» The task:
Every line of the records below from the line with "import PropTypes from 'prop-types';" up to and including the line with "import formatCollectiveType from" must be reproduced exactly, and no line outside that range.

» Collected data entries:
PR #6725, opened 2021-08-05
Add Remaining Parts of Crypto Contribution Flow

SudharakaP:
⚠️ Depends on https://github.com/opencollective/opencollective/issues/4484

Resolve https://github.com/opencollective/opencollective/issues/4526 and Resolve https://github.com/opencollective/opencollective/issues/4516 and Resolve https://github.com/opencollective/opencollective/issues/4528

API PR: https://github.com/opencollective/opencollective-api/pull/6411

https://user-images.githubusercontent.com/12435965/128412074-5cbfe3a2-c57b-4415-9044-65741632399a.mp4


components/contribution-flow/ContributionFlowHeader.js
```diff
@@ -57,7 +58,7 @@ class NewContributionFlowHeader extends React.Component {
               />
             </H1>
           </CollectiveTitleContainer>
-          {contributors?.length > 0 && (
```
znarf, line 60: We corrected this in past PR

components/contribution-flow/ContributionFlowStepsProgress.js
```diff
@@ -30,7 +30,7 @@ const StepLabel = styled(Span)`
 const PrettyAmountFromStepDetails = ({ stepDetails, currency, isFreeTier, isCrypto }) => {
   if (stepDetails.amount) {
     const totalAmount = stepDetails.amount + (stepDetails.platformContribution || 0);
-    return (
+    return !isCrypto ? (
```
znarf, line 33: We corrected this in past PR

lib/i18n/payment-method-provider-type.js
```diff
@@ -32,6 +32,8 @@ const i18nTypes = defineMessages({
 export const i18nPaymentMethodProviderType = (intl, type) => {
   if (type === GQLV2_PAYMENT_METHOD_TYPES.PAYPAL) {
     return 'PayPal';
+  } else if (type === GQLV2_PAYMENT_METHOD_TYPES.CRYPTO) {
+    return 'Crypto Contribution';
```
znarf, line 36: Where is this appearing? No translation?

pages/contribution-flow.js
```diff
@@ -142,7 +142,7 @@ class NewContributionFlowPage extends React.Component {
       }
       return <ContributionBlocker blocker={contributionBlocker} account={account} />;
     } else if (step === 'success') {
-      return <ContributionFlowSuccess collective={account} />;
+      return <ContributionFlowSuccess collective={account} isCrypto={this.props.verb === 'crypto'} />;
```
znarf, line 145: I don't remember `crypto` being a `verb`.

components/contribution-flow/ContributionFlowHeader.js
SudharakaP: @znarf : Hmm, maybe I did something wrong with the merge, let me recheck and redo this merge so that we are doubly sure. 🤔

pages/contribution-flow.js
SudharakaP: Sorry, I missed this. I've corrected this now. 👍🏽

lib/i18n/payment-method-provider-type.js
SudharakaP: Yes you are right, no need to seperate `else if` condition here. We can add it to the translations list. Done. 👍🏽

components/contribution-flow/ContributionFlowStepsProgress.js
SudharakaP: Yes, my mistake, I missed this in resolving merge conflicts, I've done the conflict resolution again and this time it's good I think. 👍🏽

components/contribution-flow/ContributionFlowHeader.js
SudharakaP: Yes, my mistake, I missed this in resolving merge conflicts, I've done the conflict resolution again and this time it's good I think. 👍🏽

components/contribution-flow/index.js
```diff
@@ -171,12 +172,21 @@ class ContributionFlow extends React.Component {
         variables: {
           order: {
             quantity: stepDetails.quantity,
-            amount: { valueInCents: stepDetails.amount },
+            amount:
+              this.props.paymentMethod === 'crypto'
+                ? { value: stepDetails.amount }
```
znarf, line 177: Doesn't not make sense, right? The value should be dummy if I'm not mistaken.

components/contribution-flow/index.js
```diff
@@ -171,12 +172,21 @@ class ContributionFlow extends React.Component {
...
             frequency: getGQLV2FrequencyFromInterval(stepDetails.interval),
             guestInfo,
             fromAccount,
             toAccount: pick(this.props.collective, ['id']),
-            customData: stepDetails.customData,
+            customData:
+              this.props.paymentMethod === 'crypto'
+                ? {
+                    pledgeAmount: stepDetails.amount,
+                    pledgeCurrency: stepDetails.currency.value,
```
znarf, line 187: Why not store this in `customData` in the first place?

components/contribution-flow/index.js
```diff
@@ -388,7 +402,15 @@ class ContributionFlow extends React.Component {
   /** Steps component callback  */
   onStepChange = async step => {
     this.setState({ showSignIn: false });
-    this.pushStepRoute(step.name);
+    if (this.props.paymentMethod === 'crypto') {
```
znarf, line 405: What is this? Code comment please.

components/contribution-flow/index.js
```diff
@@ -720,16 +757,17 @@ class ContributionFlow extends React.Component {
...
                     isEmbed={isEmbed}
-                    isSubmitting={isValidating || isSubmitted || isSubmitting}
+                    isSubmitting={isValidating || isLoading}
+                    order={this.state.submittedOrder}
                   />
                   <Box mt={40}>
                     <ContributionFlowButtons
                       goNext={goNext}
-                      goBack={goBack}
+                      goBack={isCrypto && currentStep.name === 'checkout' ? null : goBack}
```
znarf, line 766: Why is that?

components/contribution-flow/index.js
```diff
@@ -529,7 +552,7 @@ class ContributionFlow extends React.Component {
     }
 
     // Hide step payment if using a free tier with fixed price
-    if (!noPaymentRequired) {
+    if (!noPaymentRequired && !isCrypto) {
```
znarf, line 555: The code comment was explaining the rationale of the condition. We add `isCrypto` and we don't explain why.

Please add a comment.

components/contribution-flow/ContributionFlowSuccess.js
```diff
@@ -304,7 +346,7 @@ class ContributionFlowSuccess extends React.Component {
               </Flex>
             </ContainerWithImage>
             <Flex flexDirection="column" alignItems="center" justifyContent="center" width={1}>
-              {isPendingBankTransfer ? this.renderBankTransferInformation() : this.renderCallsToAction()}
+              {this.renderInformation()}
```
znarf, line 349: Doesn't seem correct to call `renderCallsToAction` from `renderInformation`. You should find a better name.

components/contribution-flow/index.js
```diff
@@ -624,13 +660,14 @@ class ContributionFlow extends React.Component {
...
     const currency = isCrypto ? stepDetails.currency.value : tier?.amount.currency || collective.currency;
+    const isLoading = isCrypto ? isSubmitting : isSubmitted || isSubmitting;
 
     return (
       <Steps
         steps={this.getSteps()}
         currentStepName={this.props.step}
         onStepChange={this.onStepChange}
-        onComplete={this.submitOrder}
+        onComplete={isCrypto && isSubmitted ? this.cryptoOrderCompleted : this.submitOrder}
```
znarf, line 670: why not handle this from `submitOrder`?

components/contribution-flow/index.js
```diff
@@ -720,16 +757,17 @@ class ContributionFlow extends React.Component {
                     taxes={this.getApplicableTaxes(collective, host, tier?.type)}
                     onSignInClick={() => this.setState({ showSignIn: true })}
                     isEmbed={isEmbed}
-                    isSubmitting={isValidating || isSubmitted || isSubmitting}
+                    isSubmitting={isValidating || isLoading}
+                    order={this.state.submittedOrder}
```
znarf, line 761: We usually name it `createdOrder`.

components/contribution-flow/index.js
SudharakaP: This was added so that when the user navigates to the QR code screen, they should not be able to go back.

image

Notice there's no back button. This is sidestepping from the design a bit but we (me and Leo) had this discussion and thought was necessary as if not the user can go back and forth and each time a new order will be created. Once they come to this stage, the order is already created. It's actually similar to the final success screen in a regular donation, they can't go back, because the order is already done. Let me know if you think otherwise. 🙂

components/contribution-flow/index.js
SudharakaP: So the completion of the crypto flow means we are just showing the success page. But our contribution flows default behavior upon completion means creating the order and then showing the success page basically. Now when we put this `cryptoOrderCompleted` logic within `submitOrder` function it will be sidestepping the default behavior of the `submitOrder` function. In fact, when the `submitOrder` function here is called in the crypto flow, it's actually never doing any submission, the submission is already done at, 

https://github.com/opencollective/opencollective-frontend/blob/7bae43cfc4ae1daef0ce3bd8bda8ffc1f65078a0/components/contribution-flow/index.js#L411

So moreover we are calling the `submitOrder` function twice, and the second time it will never do any `submitOrder` at all, which is misleading. This is why it was done this way. Let me know if you disagree. 🙂

components/contribution-flow/index.js
SudharakaP: Makes sense, done. 👍🏽

components/contribution-flow/ContributionFlowSuccess.js
SudharakaP: Hmmm, I've renamed it to `addSuccessInfoByPaymentMethod` which to me sounds better. WDYT? 🤔

components/contribution-flow/index.js
SudharakaP: Done. 👍🏽

components/contribution-flow/index.js
SudharakaP: I've added a code comment here, the payment method needs to be passed in order to create the order, this is normally done in the final step of the contribution flow, but here in the crypto flow the final step is not the step we create the order, we create the order before the final step, which is why this was added. 👍🏽

components/contribution-flow/index.js
SudharakaP: Yes, you are right, I've corrected it to always put the value 100 cents (1$). 👍🏽

components/contribution-flow/index.js
SudharakaP: I thought about this. Note that if we do that, we will have to store in both places in `stepDetails.amount`, `stepDetails.currency.value` and on `customData: {pledgeAmount, pledgeCurrency}` because the contribution flow relies on the `stepDetails.amount` and `stepDetails.currency` and those values i think should be there; 

https://github.com/opencollective/opencollective-frontend/blob/e58f925bf1b69c8bb4a09ba9399c6c4284e06fd7/components/contribution-flow/index.js#L775

Note that the above function relies on the amount value for example. I didn't want to include these values both in the `stepDetails.amount` and `stepDetails.customData` (similarly for currency) which is why I thought of doing it this way. Let me know your thoughts.

components/contribution-flow/ContributionFlowSuccess.js
SudharakaP: I renamed it to `addSuccessInfoByPaymentMethod` which I think is better, what do you think? 🤔

components/contribution-flow/index.js
znarf: Why don't you explain this in your code?

SudharakaP: Just added a comment explaining this behavior. 👍🏽

components/contribution-flow/index.js
```diff
@@ -388,7 +402,17 @@ class ContributionFlow extends React.Component {
...
+    // To create an order we need a payment method to be set. This is normally set at final stage but for crypto flow we
+    // need to set this before the final step of the flow
+    if (this.props.paymentMethod === 'crypto') {
+      this.setState({ stepPayment: { key: 'manual', paymentMethod: { type: GQLV2_PAYMENT_METHOD_TYPES.CRYPTO } } });
+    }
+
+    // This checkout step is where the QR code is displayed for crypto
+    if (step.name === 'checkout') {
+      await this.submitOrder();
+    }
```
znarf, line 414: Might be ridiculous code style comment but this is hurting my eyes. Line break here?

lib/i18n/payment-method-provider-type.js
```diff
@@ -23,6 +23,10 @@ const i18nTypes = defineMessages({
     id: 'ServiceBalance',
     defaultMessage: '{service} balance',
   },
+  [GQLV2_PAYMENT_METHOD_TYPES.CRYPTO]: {
+    id: 'Crypto',
+    defaultMessage: 'Crypto Contribution',
```
znarf, line 28: Where is this appearing? Why is it "Crypto Contribution" and not just "Crypto"?

pages/embed/contribution-flow.js
```diff
@@ -149,7 +149,7 @@ class NewContributionFlowPage extends React.Component {
     if (contributionBlocker) {
       return <ContributionBlocker blocker={contributionBlocker} account={account} />;
     } else if (step === 'success') {
-      return <ContributionFlowSuccess collective={account} isEmbed />;
+      return <ContributionFlowSuccess collective={account} isCrypto={this.props.verb === 'crypto'} isEmbed />;
```
znarf, line 152: Still using `verb` here?

Could you double check **everywhere**?

lib/i18n/payment-method-provider-type.js
SudharakaP: This is appearing in the host dashboard; 

image

I thought `Crypto Contribution` sounds better and more explicit; but I've changed it to `Crypto`. That seems fine too.

components/contribution-flow/index.js
SudharakaP: You mean at the end of this `if` statement? I've added the line break.

pages/embed/contribution-flow.js
SudharakaP: Ops sorry, something I've missed; double checked and this is the only place that I've missed it seems. Corrected it.

components/contribution-flow/index.js
SudharakaP: You mean the added comment wasn't detailed enough? Currently it says,

`for crypto flow the user should not be able to go back after the order is created at checkout step`

components/contribution-flow/ContributionFlowSuccess.js
```diff
@@ -304,7 +346,7 @@ class ContributionFlowSuccess extends React.Component {
               </Flex>
             </ContainerWithImage>
             <Flex flexDirection="column" alignItems="center" justifyContent="center" width={1}>
-              {isPendingBankTransfer ? this.renderBankTransferInformation() : this.renderCallsToAction()}
+              {this.addSuccessInfoByPaymentMethod()}
```
znarf, line 349: For me, a good name would start with `render`

components/contribution-flow/index.js
```diff
@@ -720,16 +761,17 @@ class ContributionFlow extends React.Component {
...
                     isEmbed={isEmbed}
-                    isSubmitting={isValidating || isSubmitted || isSubmitting}
+                    isSubmitting={isValidating || isLoading}
+                    order={this.state.createdOrder}
                   />
                   <Box mt={40}>
                     <ContributionFlowButtons
                       goNext={goNext}
-                      goBack={goBack}
+                      goBack={isCrypto && currentStep.name === 'checkout' ? null : goBack} // for crypto flow the user should not be able to go back after the order is created at checkout step
```
znarf, line 770: The comment should not go so far to the left, find something else

znarf: It's a detail I know, not mandatory if it's a pain.

SudharakaP: Hmm, I've added the comment on top of the `goBack` prop. This way I think it looks better. 🤔

components/contribution-flow/ContributionFlowSuccess.js
SudharakaP: Makes sense, I've renamed it to `renderInfoByPaymentMethod`; maybe that looks better. 🤔

znarf (approved):
Ok!

PR #8699, opened 2023-03-07
Updated location inputs

gustavlrsn:
Resolve  https://github.com/opencollective/opencollective/issues/6281
Require https://github.com/opencollective/opencollective-api/pull/8626

# Description

- Adds the event location picker (with Google Places autocompletion) to Collective creation, to set the location field. It is used in the settings for all account types except `USER`.
- Swaps out the address field for INDIVIDUAL's to use the StyledInputLocation component (that can fall back to textarea address field) from the Expense flow, that allows more structure when adding a mailing addres.


gustavlrsn:
Closing in favor of https://github.com/opencollective/opencollective-frontend/pull/8719 (renamed the branch)

PR #8700, opened 2023-03-07
Fix  empty dropdown on approved expenses

shakirck:
Resolve  [opencollective/opencollective#6517](https://github.com/opencollective/opencollective/issues/6517)
 

# Description

Remove empty actions dropdown on approved expenses
 
# Screenshots
image

### DIFF
--- a/components/expenses/AdminExpenseStatusTag.js
+++ b/components/expenses/AdminExpenseStatusTag.js
@@ -27,6 +27,7 @@ const ExpenseStatusTag = styled(StyledTag)`
   line-height: 16px;
   letter-spacing: 0.06em;
   text-transform: uppercase;
+  cursor: ${props => (props?.hideProcessExpenseButtons ? 'auto' : 'pointer')};
 `;
 
 const PopupContainer = styled(`div`)`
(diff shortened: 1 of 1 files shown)


Betree (commented):
To prevent duplicating the condition, maybe we can directly update the definition for `hideProcessExpenseButtons`?

```es6
const hideProcessExpenseButtons = expense?.status === expenseStatus.APPROVED && !expense?.permissions?.canMarkAsIncomplete;
```

Also, the button still appears as clickable:
image

shakirck:
@Betree I have made some changes to the PR

Betree (commented):
Sounds like we could fix this in a less hacky way (without have to change the cursor in CSS) by moving the fix to the upper component and adapting the `shouldDisplayStatusTagActions` condition:
https://github.com/opencollective/opencollective-frontend/blob/b089237615841cc57f9006687bf98ad264e01060/components/budget/ExpenseBudgetItem.js#L108

@shakirck wdyt?

shakirck:
> Sounds like we could fix this in a less hacky way (without have to change the cursor in CSS) by moving the fix to the upper component and adapting the `shouldDisplayStatusTagActions` condition:
> 
> https://github.com/opencollective/opencollective-frontend/blob/b089237615841cc57f9006687bf98ad264e01060/components/budget/ExpenseBudgetItem.js#L108
> 
> @shakirck wdyt?

``` javascript
 const shouldDisplayStatusTagActions =
    (isExpensePaidOrRejected || expense?.status === expenseStatus.APPROVED) &&
    (hasProcessButtons(expense.permissions) && expense.permissions.canMarkAsIncomplete)
```
@Betree  Do you think this will work for all types of users? Are there any cases where a user might not have the markAsIncomplete permission but still has other permissions?

Betree:
> Are there any cases where a user might not have the markAsIncomplete permission but still has other permissions?

We should support that use case.

I actually wonder why we haven't made the `canMarkAsIncomplete` check part of `hasProcessButtons`, it seems like we should treat this prop just as any other. @kewitz do you have more context on that?

kewitz:
@Betree because "Mark as Incomplete" is not really a process button, it is a button under the status tag or under "More Actions" button.

Betree:
I just rebased the PR and it seems it's showing "Unapprove" in both the tooltip and the button. I'll investigate.

Peek 2023-05-10 08-38

Betree:
> @Betree because "Mark as Incomplete" is not really a process button, it is a button under the status tag or under "More Actions" button.

@kewitz I understand the rationale, but I think this is not the right approach. "Mark as incomplete" is still a process action (i.e. it calls the `processExpense` mutation). The fact that it shouldn't be displayed inline can be handled by the `isMoreActions` prop:

https://github.com/opencollective/opencollective-frontend/blob/020e458115f308bdd6b47759b6776d955818cd7a/components/expenses/ProcessExpenseButtons.js#L344-L345

PR #8702, opened 2023-03-07
Fix typo in contribute card

Betree:


snitin315 (approved):
Good catch. Missed it somehow.

PR #8703, opened 2023-03-07
Auto Wrap Text in the Expense Form Title Input

SudharakaP:
Resolve https://github.com/opencollective/opencollective/issues/6521

[auto-resize.webm](https://user-images.githubusercontent.com/12435965/223561240-e8cf9f74-8e03-4f6f-998f-7aaed279d7dc.webm)


Betree (commented):
Great fix! Looks like we need to fix E2E `27-expenses.test.js`

SudharakaP:
> Great fix! Looks like we need to fix E2E `27-expenses.test.js`

Thanks. I've fixed that. Will be merging after tests pass. 👍🏽

PR #8707, opened 2023-03-08
Fix BudgetSection expense action buttons on User side

kewitz:
image


Betree:
Maybe related: https://github.com/opencollective/opencollective/issues/5936#top

PR #8708, opened 2023-03-08
Make Sure User is Able to Click on the TOS Within Checkbox Label 

SudharakaP:
Related to the discussion; https://opencollective.slack.com/archives/C6JTTA4SK/p1678301875094419

We need to add the `stopPropagation` method whenever we have links within a clickable label. 

[click.webm](https://user-images.githubusercontent.com/12435965/223824979-8e46b455-faae-4274-ac64-dfc15079736c.webm)

### DIFF
--- a/components/create-collective/CreateCollectiveForm.js
+++ b/components/create-collective/CreateCollectiveForm.js
@@ -419,7 +419,7 @@ class CreateCollectiveForm extends React.Component {
                                   defaultMessage="I agree with the {toslink} of Open Collective."
                                   values={{
                                     toslink: (
-                                      <StyledLink href="/tos" openInNewTab>
+                                      <StyledLink href="/tos" openInNewTab onClick={e => e.stopPropagation()}>
                                         <FormattedMessage id="tos" defaultMessage="terms of service" />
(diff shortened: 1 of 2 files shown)


components/SignIn.js
```diff
@@ -239,8 +239,8 @@ export default class SignIn extends React.Component {
                     type="password"
                     width={1}
                     value={password}
-                    autoFocus={this.props.passwordRequired ? true : false}
-                    required={this.props.passwordRequired ? true : false}
+                    autoFocus={this.props.passwordRequired}
+                    required={this.props.passwordRequired}
```
Betree, line 243: This will introduce a change here, as we'll pass `false` instead of `undefined` in some cases. Any pointer on how it's related to the root issue?

Betree (approved):
Good stuff, I just think we should remove the `passwordRequired` part if not related.

components/SignIn.js
SudharakaP: Sorry, I thought I was simplifying here when I saw this but didn't think about this undefined case. I've reverted this. 👍🏽

PR #8710, opened 2023-03-09
Change title for unverified option

NikitaKorevo:
Resolve https://github.com/opencollective/opencollective/issues/6537

# Description

Change title for unverified option

# Screenshots

Before: 
before(paint)

After: 
after

### DIFF
--- a/components/expenses/ExpenseStatusTag.js
+++ b/components/expenses/ExpenseStatusTag.js
@@ -47,6 +47,19 @@ ExtendedTag.propTypes = {
   children: PropTypes.any,
 };
 
+const BaseTag = ({ status, ...props }) => {
+  const intl = useIntl();
+  return (
+    <StyledTag type={getExpenseStatusMsgType(status)} data-cy="expense-status-msg" {...props}>
+      {i18nExpenseStatus(intl, status)}
+    </StyledTag>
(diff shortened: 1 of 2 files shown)


Betree (approved):
Good catch, thanks @NikitaKorevo!

NikitaKorevo:
> It actually broke an E2E test, we should investigate: 27-expenses.test.js

fixed

Betree:
> > It actually broke an E2E test, we should investigate: 27-expenses.test.js
> 
> fixed

I'm curious about why a simple change in label required all these changes in tests; do you have some insights on that?

NikitaKorevo:
@Betree no ideas. It's magic for me.

Betree:
> @Betree no ideas. It's magic for me.

We can't just merge a blind fix, especially since End-To-End tests are not as reliable as we'd like them to be. I'll revert the changes on the tests to investigate locally.

Fyi, the way to go to investigate cypress tests is to use `npm run cypress:open`.

Betree:
It looks like the previous translation was there as "Pending" on purpose, to display:
image


Rather than:
image

The E2E error was therefore legit and not meant to be ignored.

I've pushed an update to fix that.

PR #8711, opened 2023-03-09
Add a project section to managed contributions page

SudharakaP:
Resolve https://github.com/opencollective/opencollective/issues/6538

image

### DIFF
--- a/pages/manage-contributions.js
+++ b/pages/manage-contributions.js
@@ -2,12 +2,13 @@ import React from 'react';
 import PropTypes from 'prop-types';
 import { graphql } from '@apollo/client/react/hoc';
 import { css } from '@styled-system/css';
-import { groupBy, isEmpty, mapValues, orderBy, uniqBy } from 'lodash';
+import { concat, groupBy, isEmpty, mapValues, orderBy, uniqBy } from 'lodash';
 import memoizeOne from 'memoize-one';
 import { withRouter } from 'next/router';
 import { FormattedMessage, injectIntl } from 'react-intl';
 import styled from 'styled-components';
 
+import { CollectiveType } from '../lib/constants/collectives';
 import { generateNotFoundError } from '../lib/errors';
 import { API_V2_CONTEXT } from '../lib/graphql/helpers';
 import formatCollectiveType from '../lib/i18n/collective-type';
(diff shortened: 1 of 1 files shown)


pages/manage-contributions.js
```diff
@@ -100,6 +103,12 @@ class ManageContributionsPage extends React.Component {
     const adminMemberships = loggedInUser?.memberOf?.filter(m => m.role === 'ADMIN' && !m.collective.isIncognito);
     const uniqMemberships = uniqBy(adminMemberships, 'collective.id');
     const groupedMemberships = groupBy(uniqMemberships, 'collective.type');
+    const projectMemberships = concat(...uniqMemberships.map(m => m.collective.children)).filter(
+      m => m.type === CollectiveType.PROJECT,
+    );
+    if (projectMemberships.length > 0) {
+      groupedMemberships[CollectiveType.PROJECT] = projectMemberships;
+    }
     return mapValues(groupedMemberships, memberships => orderBy(memberships, 'collective.name'));
```
Betree, line 112: Because we don't need to filter out other profile types, and because we don't really need the membership (only the `collective`), we can simplify the code and remove the `memberCollective` function that makes the code more difficult to read. Plus, this function is called `getAdministratedAccounts`, it makes sense to return a list of accounts rather than a list of memberships.

```suggestion
    const adminAccounts = adminMemberships.map(m => m.collective);
    const childrenAdminAccounts = flatten(adminAccounts.map(c => c.children));
    const uniqAccounts = uniqBy([...adminAccounts, ...childrenAdminAccounts], 'id');
    const groupedAccounts = groupBy(uniqAccounts, 'type');
    return mapValues(groupedAccounts, accounts => orderBy(accounts, 'name'));
```

Betree (commented):
Let's not just do that for projects; we'll need the same thing for events

pages/manage-contributions.js
SudharakaP: @Betree : Done. Thanks for suggesting this.

pages/manage-contributions.js
```diff
@@ -167,13 +169,13 @@ class ManageContributionsPage extends React.Component {
                         {members.map(m => (
```
Betree, line 169: :ice_cream:  Now that we're returning accounts, this should ideally be reflected on the name

```suggestion
                        {accounts.map(account => (
```

Betree (approved):

PR #8712, opened 2023-03-10
Add basic support for yubikey otp 2fa

hdiniz:
Related https://github.com/opencollective/opencollective/issues/5294
Requires https://github.com/opencollective/opencollective-api/pull/8668

# Description

Add support to input YubiKey OTP for 2FA. Initially will only be enabled for internal users, modal will need better design work before general release. 

# Screenshots

image


components/two-factor-authentication/TwoFactorAuthenticationModal.js
```diff
@@ -50,34 +77,70 @@ export default function TwoFactorAuthenticationModal() {
...
+      defaultMessage="Please enter your 6-digit code without any dashes or select the input below, plug your YubiKey and press it to generate a code."
+    />
+  ) : (
+    <FormattedMessage
+      id="TwoFactorAuth.Setup.Form.InputLabel"
+      defaultMessage="Please enter your 6-digit code without any dashes."
+    />
+  );
+
+  const placeholder = isUsingRecoveryCode ? '' : hasYubikeyOTP ? '123456 or YubiKey: cccc...' : '123456';
```
Betree, line 113: Good call adapting the label depending on `supportedMethods` :+1:

components/SignInOrJoinFree.js
```diff
@@ -235,144 +215,10 @@ class SignInOrJoinFree extends React.Component {
     }
   };
 
-  renderTwoFactorAuthBoxes = useRecoveryCodes => {
```
Betree, line 238: Good job moving that out of the component

Betree (approved):
Looking good!

hdiniz:
@Betree a few more changes were added here to support dynamic methods returned by the signin api

PR #8713, opened 2023-03-10
Make sure manual bank transfers are for one time payments only

SudharakaP:
Resolve https://github.com/opencollective/opencollective/issues/6544

image


Betree (approved):
Introduced in https://github.com/opencollective/opencollective-frontend/pull/8508. Thanks for fixing this!

PR #8714, opened 2023-03-10
Make sure menu position is fixed in the edit tier modal

SudharakaP:
Resolve https://github.com/opencollective/opencollective/issues/6545

[nicer-dropdown-menu.webm](https://user-images.githubusercontent.com/12435965/224441665-374ecac7-7ed8-4989-86a0-a213f8767ebb.webm)


Betree (commented):
Let's make sure we solve the problem globally, it seems to impact other places. And let's find out what's the root cause, it must be a recent change.

SudharakaP:
This is solve globally at, https://github.com/opencollective/opencollective-frontend/pull/8720

PR #913, opened 2022-11-21
Solution

Yevhenii-Stanchenko:


src/arrayMethodSort.js
```diff
@@ -3,10 +3,52 @@
...
+        }
+      }
+    } while (count > 0);
+
+    return this;
   };
 }
 
 module.exports = applyCustomSort;
+// function sortFunction(a, b){
```
TarasHoliuk, line 42: don't leave comments

src/arrayMethodSort.js
```diff
@@ -3,10 +3,52 @@
...
  */
+function compareStrings(previos, next) {
+  const previosElem = String(previos);
+  const nextElem = String(next);
+
+  if (previosElem > nextElem) {
+    return 1;
+  }
+
+  return -1;
```
TarasHoliuk, line 14: it's better to return `0` if values are equal (explicitly)

nazarmatsevych (approved):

» Answer to the problem:
 import PropTypes from 'prop-types';
 import { graphql } from '@apollo/client/react/hoc';
 import { css } from '@styled-system/css';
-import { groupBy, isEmpty, mapValues, orderBy, uniqBy } from 'lodash';
+import { concat, groupBy, isEmpty, mapValues, orderBy, uniqBy } from 'lodash';
 import memoizeOne from 'memoize-one';
 import { withRouter } from 'next/router';
 import { FormattedMessage, injectIntl } from 'react-intl';
 import styled from 'styled-components';
 
+import { CollectiveType } from '../lib/constants/collectives';
 import { generateNotFoundError } from '../lib/errors';
 import { API_V2_CONTEXT } from '../lib/graphql/helpers';
 import formatCollectiveType from '../lib/i18n/collective-type';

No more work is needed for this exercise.